Надзиратель вышел, но тотчас же вернулся.
– Извините, начальник, сигареты его случайно захватил! – Он положил на стол передо мной пачку "Примы" и спички и быстро покинул комнату. Что-то теплое разлилось по моему телу, к горлу подкатил соленый комок.
Следователь Гагуа расследует дело с первого же дня нашего ареста. Собственно, он уже закончил следствие, составил обвинительное заключение и ждет лишь наших подписей, чтобы передать дело в прокуратуру. Но мы отказываемся от подписания обвинительного заключения. Гагуа, конечно, давно плюнул бы на это – он может обойтись и без наших подписей, – но ему мешает одно формальное, по его мнению, обстоятельство: до сих пор не допрошен человек, который в тот злополучный вечер подходил к нашему столу и из-за которого, по существу, и разгорелся весь сыр-бор. Вот уже второй месяц Акакий-Како-Каки лежит в больнице с сотрясением мозга.
Каждый день, за исключением субботы и воскресенья, Гагуа вызывает меня к себе и задает одни и те же вопросы. Вот и сейчас он сидит передо мной.

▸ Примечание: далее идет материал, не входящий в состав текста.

PR #838, opened 2021-09-29
Return nil when reached maxUnavailable count

rhrazdil:
kubernetes requeues request with rate limiting when an error
is returned, regardless of what is in the returned Result.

И я знаю наизусть, что он скажет, что он сделает, куда он посмотрит… Это становится невыносимо!..
Сейчас он вынет расческу из кармана кителя… Вынул.
Проведет расческой по жидким волосам… Провел.
Дунет на расческу и положит её в карман… Положил.
Подойдет к окну, откроет его… Открыл.
И снова сядет… Сел.
Потом согнет толстые пальцы, забарабанит до столу и скажет: "Мда-а-а…"
– Мда-а-а… До каких же пор ты думаешь отнекиваться, а?
Боже мой, какая у него большая голова и какой низкий лоб!
– Тебя спрашиваю! Долго мы ещё будем играть в молчанку?
– Товарищ Гагуа… – начал я.
– Я тебе не товарищ! Я – капитан милиции Виктор Адольфович Гагуа, следователь, – поправил он меня.
– Я не нуждаюсь в снисхождении, уважаемый следователь, я понимаю ваше затруднительное положение, но ведь и вы должны войти в моё безвыходное положение…
– Накашидзе, я не обвиняю тебя в умышленном убийстве. В состоянии опьянения ты запустил в человека бутылкой, что и явилось причиной его смерти. Это несколько облегчает твоё положение.
– Я не нуждаюсь в снисхождении, уважаемый следователь, я требую установления истины!